**THE RECORDS**.
[Start of Attachment]

Issue #204, opened 2018-10-21
make get-deps: No versions of github.com/google/go-github met constraints


LorenzoAncora:
Installation of the latest version fails with this error:

$ make get-deps
> dep ensure
Solving failure: No versions of github.com/google/go-github met constraints:
        v15.0.0: Could not introduce github.com/google/go-github@v15.0.0, as its subpackage github.com/google/go-github/v18/github is missing. (Package is required by (root).)
        v18.2.0: Could not introduce github.com/google/go-github@v18.2.0, as it is not allowed by constraint ^15.0.0 from project beehive.
        v18.1.0: Could not introduce github.com/google/go-github@v18.1.0, as it is not allowed by constraint ^15.0.0 from project beehive.
        v18.0.0: Could not introduce github.com/google/go-github@v18.0.0, as it is not allowed by constraint ^15.0.0 from project beehive.
        v17.0.0: Could not introduce github.com/google/go-github@v17.0.0, as it is not allowed by constraint ^15.0.0 from project beehive.
        v16.0.0: Could not introduce github.com/google/go-github@v16.0.0, as it is not allowed by constraint ^15.0.0 from project beehive.
        v14.0.0: Could not introduce github.com/google/go-github@v14.0.0, as it is not allowed by constraint ^15.0.0 from project beehive.
        v13.0.0: Could not introduce github.com/google/go-github@v13.0.0, as it is not allowed by constraint ^15.0.0 from project beehive.
        v12.0.0: Could not introduce github.com/google/go-github@v12.0.0, as it is not allowed by constraint ^15.0.0 from project beehive.
        v11.0.0: Could not introduce github.com/google/go-github@v11.0.0, as it is not allowed by constraint ^15.0.0 from project beehive.
        v10.0.0: Could not introduce github.com/google/go-github@v10.0.0, as it is not allowed by constraint ^15.0.0 from project beehive.
        v9.0.0: Could not introduce github.com/google/go-github@v9.0.0, as it is not allowed by constraint ^15.0.0 from project beehive.
        v8.0.0: Could not introduce github.com/google/go-github@v8.0.0, as it is not allowed by constraint ^15.0.0 from project beehive.
        v7.0.0: Could not introduce github.com/google/go-github@v7.0.0, as it is not allowed by constraint ^15.0.0 from project beehive.
        v6.0.0: Could not introduce github.com/google/go-github@v6.0.0, as it is not allowed by constraint ^15.0.0 from project beehive.
[...]

PR #207, opened 2018-11-04
Correct installation instructions

LorenzoAncora:
Complete installation instructions (with comments for inexperienced users), enhanced semantic formatting, important installation notes, security notes and interactive anchors for the "Troubleshooting & Notes" section.

This should facilitate the installation procedure and avoid forgetfulness by the end user.

Mitigates #204

### DIFF
--- a/README.md
+++ b/README.md
@@ -6,8 +6,8 @@ agents that perform automated tasks triggered by events and filters. It is
 modular, flexible and really easy to extend for anyone. It has modules
 (we call them *Hives*), so it can interface with, talk to, or retrieve
 information from Twitter, Tumblr, Email, IRC, Jabber, RSS, Jenkins, Hue - to
-name just a few. Check out the full list of [available Hives](https://github.com/muesli/beehive/wiki/Available-Hives)
-in our Wiki.
+name just a few. Check out the full list of
+[available Hives](https://github.com/muesli/beehive/wiki/Available-Hives) in our Wiki.
 
 Connecting those modules with each other lets you create immensly useful agents.
 
@@ -23,13 +23,23 @@ Connecting those modules with each other lets you create immensly useful agents.
 
 ## Installation
 
-Beehive requires Go 1.8 or higher. Make sure you have a working Go environment. See the [install instructions](http://golang.org/doc/install.html).
+Beehive requires Go 1.8 or higher. Make sure you have a working Go environment.
+See the [installation instructions of Go](http://golang.org/doc/install.html).
 
 ### From source
 
-The recommended way is to fetch the sources and run make. This requires [dep](https://github.com/golang/dep)
-to be installed on your system.
+The recommended way is to fetch the sources and run make.
+This requires [dep](https://github.com/golang/dep) to be installed on your system.
 
+If the `$GOPATH` environment variable is empty (`echo $GOPATH`), set it with:
+    
+    # Set the $GOPATH environment variable for the active shell
+    export GOPATH="/your/go/path"
+
+Create the directory tree `$GOPATH/src/github.com/muesli/` and run this script:
+
+    cd $GOPATH/src/github.com/muesli/
+    # GNU Git should download the sources in the beehive/ directory
     git clone https://github.com/muesli/beehive.git
     cd beehive
     make get-deps
@@ -37,9 +47,10 @@ to be installed on your system.
 
 You can build and install the `beehive` binary like other Go binaries out there (`go get`)
 but you'll need to make sure Beehive can find the assets (images, javascript, css, etc).
-See the Troubleshooting/Notes section for additional details.
+See the [Troubleshooting & Notes](#TAndN) section for additional details.
 
-Run `beehive --help` to see a full list of options.
+Run `beehive --help` to see a full list of options (in particular to set the
+access port of the administrative interface and the URL from which you can visit Beehive).
 
 ### Deployment Tools
  - [Dockerfile](docker)
@@ -73,9 +84,9 @@ in your browser. Note that Beehive will create a config file `beehive.conf`
 in its current working directory, unless you specify a different file with the
 `-config` option.
 
-Note: You currently have to start `beehive` from within $GOPATH/src/github.com/muesli/beehive
-in order for it to find all the resources for the admin interface. Also see the
-Troubleshooting & Notes section of this README.
+**Note**: you currently have to install Beehive in `$GOPATH/src/github.com/muesli/beehive`
+and start `beehive` from there in order for it to find all the resources for the admin interface.
+Also see the [Troubleshooting & Notes](#TAndN) section of this README.
 
 The admin interface will present you with a list of available Hives. We will
 need to create two Bees here, one for the RSS feed and one for your email
@@ -108,7 +119,10 @@ That's it. Whenever the RSS-feed gets updated, Beehive will now send you an
 email! It's really easy to make various Bees work together seamlessly and do
 clever things for you. Try it yourself!
 
-You can find more information on how to configure Beehive and examples [in our Wiki](https://github.com/muesli/beehive/wiki/Configuration).
+You can find more information on how to configure Beehive and examples
+[in our Wiki](https://github.com/muesli/beehive/wiki/Configuration).
+
+<a name="TAndN"></a>
 
 ## Troubleshooting & Notes
 
@@ -121,12 +135,15 @@ Should you still not be able to reach the web interface, check if the `config`
 directory in the git repository is empty. If that's the case, make sure the
 git submodules get initialized by running `git submodule update --init`.
 
-The web interface does *not* require authentication yet. Beehive currently
-accepts all connections from the loopback device *only*.
+The web interface does *not* require authentication yet. Beehive by default
+accepts all connections from the loopback device *only* (if you allow remote
+access, **do not forget to configure the firewall** to allow access only from trusted hosts).
 
 ## Development
 
-Need help? Want to hack on your own Hives? Join us on IRC (irc://freenode.net/#beehive) or [Gitter](https://gitter.im/the_beehive/Lobby). Follow the bees on [Twitter](https://twitter.com/beehive_app)!
+Need help? Want to hack on your own Hives? Join us on IRC (irc://freenode.net/#beehive)
+or [Gitter](https://gitter.im/the_beehive/Lobby).
+Follow the bees on [Twitter](https://twitter.com/beehive_app)!
 
 [![GoDoc](https://godoc.org/github.com/golang/gddo?status.svg)](https://godoc.org/github.com/muesli/beehive)
 [![Build Status](https://travis-ci.org/muesli/beehive.svg?branch=master)](https://travis-ci.org/muesli/beehive)


README.md
```diff
@@ -23,23 +23,34 @@ Connecting those modules with each other lets you create immensly useful agents.
...
 
+If the `$GOPATH` environment variable is empty (`echo $GOPATH`), set it with:
+    
+    # Set the $GOPATH environment variable for the active shell
+    export GOPATH="/your/go/path"
+
+Create the directory tree `$GOPATH/src/github.com/muesli/` and run this script:
+
+    cd $GOPATH/src/github.com/muesli/
+    # GNU Git should download the sources in the beehive/ directory
```
muesli: I find this comment to be a bit superfluous.

README.md
```diff
@@ -23,23 +23,34 @@ Connecting those modules with each other lets you create immensly useful agents.
...
 
-The recommended way is to fetch the sources and run make. This requires [dep](https://github.com/golang/dep)
-to be installed on your system.
+The recommended way is to fetch the sources and run make.
+This requires [dep](https://github.com/golang/dep) to be installed on your system.
 
+If the `$GOPATH` environment variable is empty (`echo $GOPATH`), set it with:
+    
+    # Set the $GOPATH environment variable for the active shell
+    export GOPATH="/your/go/path"
```
muesli: The most recent Go versions don't actually require you to set this env variable: if it's not set, it defaults to `$HOME/go`. Maybe we should consider that the default in the install instructions, too.

README.md
```diff
@@ -23,23 +23,34 @@ Connecting those modules with each other lets you create immensly useful agents.
...
+
+Create the directory tree `$GOPATH/src/github.com/muesli/` and run this script:
```
muesli: I'd just say "...and run:" - it's not really a script after all.

README.md
```diff
@@ -23,23 +23,34 @@ Connecting those modules with each other lets you create immensly useful agents.
...
+
+    cd $GOPATH/src/github.com/muesli/
+    # GNU Git should download the sources in the beehive/ directory
     git clone https://github.com/muesli/beehive.git
     cd beehive
     make get-deps
```
muesli: Before `make get-deps` we should probably add a `git submodule update --init` just to be safe.

README.md
```diff
@@ -73,9 +84,9 @@ in your browser. Note that Beehive will create a config file `beehive.conf`
 in its current working directory, unless you specify a different file with the
 `-config` option.
 
-Note: You currently have to start `beehive` from within $GOPATH/src/github.com/muesli/beehive
-in order for it to find all the resources for the admin interface. Also see the
-Troubleshooting & Notes section of this README.
+**Note**: you currently have to install Beehive in `$GOPATH/src/github.com/muesli/beehive`
```
muesli: That's not actually true: you can install Beehive from any directory, if you know what you're doing. The important part is running it from the folder with the checkout git submodules, so it can find the HTML/JS sources.

README.md
LorenzoAncora: @muesli the Beehive license is AGPL, so the user can get the source from anyone without the need to use Git and potentially without having seen this repository and its Issues section.
We must consider the worst case: the end user does not know how Git works, so he must be informed that he is going to run GNU Git (in this way he can install it if he is missing) and that his execution _must_ produce a directory with the sources.

README.md
LorenzoAncora: @muesli this is false on my version of Debian ARM64 (the most recent). The user must explicitly set GOPATH. This also happens with Python and the other interpreters. This is good: for security reasons the *PATH variables should be explicitly set by the end user, possibly inheriting the defaults set explicitly by the administrator in compliance with SELinux configurations and other security systems.

README.md
LorenzoAncora: @muesli a script is by definition a sequence of two or more instructions, regardless of whether they are in a file or not.

README.md
LorenzoAncora: @muesli the Makefile already contains:
```
submodule:
     git submodule update --init
```
It is already automatically executed with the simple "make" command, in order before the other commands. If you think it's a necessary command then add it, but more commands are always equivalent to less users willing to run them.

README.md
LorenzoAncora: @muesli the user can also rewrite Beehive from scratch, if he knows what he is doing. :-) If I had difficulty and I have been using GNU Git for years, I think it is appropriate to give simple instructions: if the end user "knows what he does", then he will guess that he can make changes.
As always in programming the worst case prevails: the user does not know how git works or how Beehive's dependencies work.

README.md
muesli: Which version of Go does it come with? Beehive depends on 1.8, the very version that made GOPATH optional and not required.

README.md
muesli: Sorry, I really don't want extra comments in the commands section here. If you really consider it that important, it should be mentioned above in the "regular" README text.

Personally I still think it's a bit silly: if you're trying to compile a piece of software yourself and haven't stumbled upon git yet, you're in for a ride. We don't explain the expected behavior of "cd" and "export" here either.

README.md
muesli: You're right!

README.md
LorenzoAncora: > Which version of Go does it come with? Beehive depends on 1.8, the very version that made GOPATH optional and not required.

The version of the Debian package is: `2:1.10~5`.
The version of the Go interpreter is: `go version go1.10.4 linux/arm64`.
@muesli I am afraid that regardless of the version you will have to adapt to the concept that the environment variables are subject to security measures and must therefore be set explicitly. For example, in my system GOPATH must be set first in the shell during installation and then in the systemd service, because systemd isolates the program from the environment (always a good thing) and therefore you must always explicitly pass the environment variables. :-)
In this regard after you have accepted this push I will correct the systemd service file so that it can work without any further changes on all Debian systems. ;-)

README.md
LorenzoAncora: > Sorry, I really don't want extra comments in the commands section here

@muesli a code without comments is always a badly written code.

> We don't explain the expected behavior of "cd" and "export" here either.

Of course, but you are confusing external commands with built-in shell commands and system tools.
In all systems the built-ins are documented by the shell itself and therefore the user should know them; the system tools on GNU/Linux are the GNU utilities, which you can take for granted the user knows how to use (they are present on all systems and well documented, so in one way or another the user manages to use them).
Git, however, is an external command (it is not a GNU system tool, but an optional GNU software) and therefore you can not (_and must not_) make assumptions about the fact that the user has the documentation and should know how it works (so to speak, the "man" is totally optional and only a small slice of users know how it works git in detail).
As a developer it's your job to consider the worst case: the user wants to use the software and the compilation is just a hassle to accomplish this end. If put in front of a fork in the bad case the user always chooses the solution ready to use.

**If you can not provide a ready-to-use system package (means "apt install beehive" and then it works), then you must make the installation intuitive for all users, regardless of their degree of experience.**

README.md
LorenzoAncora: @muesli the push request #209 completes the facilitation work by providing a clearer and more friendly installer. In this way even if they (the end users) have read the documentation in a superficial way they can understand all the changes made to the system.
I used simple syntaxes to allow anyone to change the installation process over time. In addition I have also added the classic "contributors" file to attract other developers. Obviously you will have to manually give approval for this commit too.

README.md
LorenzoAncora: @muesli then? It's been 2 days, do you want to merge or not?

LorenzoAncora:
@muesli then? It's been 5 days, do you want to merge or not? :-)
Remember that you are free to add as many commits as you want to the push request.

LorenzoAncora:
> Sorry, I've been a little under the weather this week. I'll make a few changes and merge this tonight. 

I suggest you _add_ comments. ;-)

> Thanks for your contributions!

@muesli you're welcome.

LorenzoAncora:
> [3 days ago] I'll make a few changes and **merge this tonight**.

@muesli forgot anything? :-)

LorenzoAncora:
@muesli ...are you alive? :'-)

README.md
rubiojr: @LorenzoAncora given that `GOPATH` is now optional in go 1.8+ and set to `~/go` by default, I'm wondering if we should just tell people to use `~/go` to simplify the instructions and avoid the export.

prologic: We should instead just upgrade the deps and docs  to be compatible with Go11Modules.  It's far easier and  just works. One does not need  to care about  any `$GOPATH`.

muesli:
Cherry-picked a bunch of your suggestions into f5e968d0407c6903f1481879ec329a728528ce8c.

Thanks for your contribution - sorry it took so incredibly long. Now that we've finally switched to Go modules we can start cleaning up a bit.

LorenzoAncora:
> Cherry-picked a bunch of your suggestions into f5e968d.

@muesli great.
Please, could you add the _Merged_ label to this Pull request? :-)

LorenzoAncora:
@muesli great.
Please, could you add the _Merged_ label to this PR? :-)

muesli:
@LorenzoAncora I don't think you can change that manually - or at least I wouldn't know how to.

LorenzoAncora:
>  Please, could you add the _Merged_ **label** to this PR? :-)
>> @LorenzoAncora I don't think you can change that manually - or at least I wouldn't know how to.

@muesli, the GitHub guide explains how to assign [create](https://help.github.com/en/articles/creating-a-label) and [assign](https://help.github.com/en/articles/applying-labels-to-issues-and-pull-requests?query=create%20label) a label.

muesli:
@LorenzoAncora You're talking about the read "Closed" and purple "Merged" though, no? Those aren't labels.

LorenzoAncora:
> Please, could you add the Merged **label** to this PR? :-)
> @muesli, the GitHub guide explains how to **[create](https://help.github.com/en/articles/creating-a-label) and [assign](https://help.github.com/en/articles/applying-labels-to-issues-and-pull-requests?query=create%20label) a label**.
>> @LorenzoAncora I don't think you can change that manually - or at least I wouldn't know how to.
>> You're talking about the read "Closed" and purple "Merged" though, no? Those aren't labels.

@muesli no, I am not talking about the status, I am talking only about labels.
I suggested you add the _homonymous_ **label** "Merged", to signify that the status Closed is not true.

[](https://help.github.com/en/articles/creating-a-label)

LorenzoAncora:
@muesli ...**are you really experiencing serious difficulties in completing such a simple operation**?
I see you as very active, a couple more clicks shouldn't break you too much.

muesli:
@LorenzoAncora Sorry, but that's not the way we use labels and there's simply no other way to mark a pull request as merged manually. Is this really such a big issue?

LorenzoAncora:
> Sorry, but that's not the way we use labels

@muesli why do you speak in plural if you are the only copyright holder and the repository administrator? If yours were an official team, there would be an `AUTHORS` or `CONTRIBUTORS` file with the list of members to be credited.
The decision on how to use the labels is uniquely yours. :-)

Labels were created specifically for these situations where Git does not suffice.

> Is this really such a big issue?

Imagine if someone behaved the same way with all your commits and they all looked rejected while they were actually integrated. It certainly isn't _nice_ to see.
It's a matter of courtesy, it should be _spontaneous_.

muesli:
> @muesli why do you speak in plural if you are the only copyright holder and the repository administrator? If yours were an official team, there would be an `AUTHORS` or `CONTRIBUTORS` file with the list of members to be credited.

There's been a total of 34 contributors to Beehive. If you look at the sources you'll notice a bunch more copyright messages. There's no such thing as an "official team" when it comes to open source development. There may be core developers who commit on a more regular basis, but even then `AUTHORS` and `CONTRIBUTORS` files became obsolete ever since we switched to using version control systems. You can simply look that info up in the repository or on GitHub.

> The decision on how to use the labels is uniquely yours. :-)

Yes, and as such I would appreciate if you respect the way we/I handle labels.

> Imagine if someone behaved the same way with all your commits and they all looked rejected while they were actually integrated. It certainly isn't _nice_ to see.

It's not that hard to imagine, as it's exactly what regularly happens when you contribute to various projects, with a slightly different development routine. Go (the language & tool-set) itself among them. One of my commits as an example: https://github.com/golang/tools/pull/142

I can understand open requests lingering around being a bit bothersome, but that's no the case anymore.

LorenzoAncora:
> [...] **AUTHORS and CONTRIBUTORS files became obsolete** ever since we switched to using version control systems. You can simply look that info up in the repository or on GitHub. [...]

Since you don't know where your repository will end up over the years and you don't want to be a victim of vendor lock-in, you _should_ always maintain a file giving credit to contributors in chronological order. It is simply good practice, not an imposition and it is also _not obsolete_.

> **There's been a total of 34 contributors** to Beehive. [...]

There is no shame in developing software only with contributions from passing users, even if it is such a small number. Every contribute is precious. :-)
You are the only administrator and the only copyright holder of the software, because at the moment it is not stated otherwise in the `README` or in the `COPYING`\\`LICENSE` files: unless you always refer to yourself as "we", when not having an official team or a dedicated company you shouldn't say "we" when it comes to administration.

> The decision on how to use the labels is uniquely yours. :-)
>> [...] Yes, and as such I would appreciate if you **respect the way we/I handle labels**. [...]

Whether I respect it or not does not make any difference: you are the only one who imposes labels, other users can only adapt. I asked you to put a label because I think it's the right thing to do.

> Imagine if someone behaved the same way with all your commits and they all looked rejected while they were actually integrated. It certainly isn't nice to see.  It's a matter of courtesy, it should be spontaneous.
>> [...] It's **not that hard to imagine, as it's exactly what regularly happens** when you contribute to various projects, with a slightly different development routine. [...]

Actually in many years you are the only one with whom I had this problem.
On the other hand, GitHub has a labeling system to overcome these mistakes without altering the Git metadata: a couple of clicks would have been enough to solve the problem.

[muesli -> unsubscribe]()

Now I have work to do.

[End of Attachment]

**ACTIVITY**. From the line containing "v8.0.0: Could not" down to the line containing "v7.0.0: Could not" in the material above, reproduce every line exactly, including the two end lines.

**ANSWER TO THIS EXERCISE**.
        v8.0.0: Could not introduce github.com/google/go-github@v8.0.0, as it is not allowed by constraint ^15.0.0 from project beehive.
        v7.0.0: Could not introduce github.com/google/go-github@v7.0.0, as it is not allowed by constraint ^15.0.0 from project beehive.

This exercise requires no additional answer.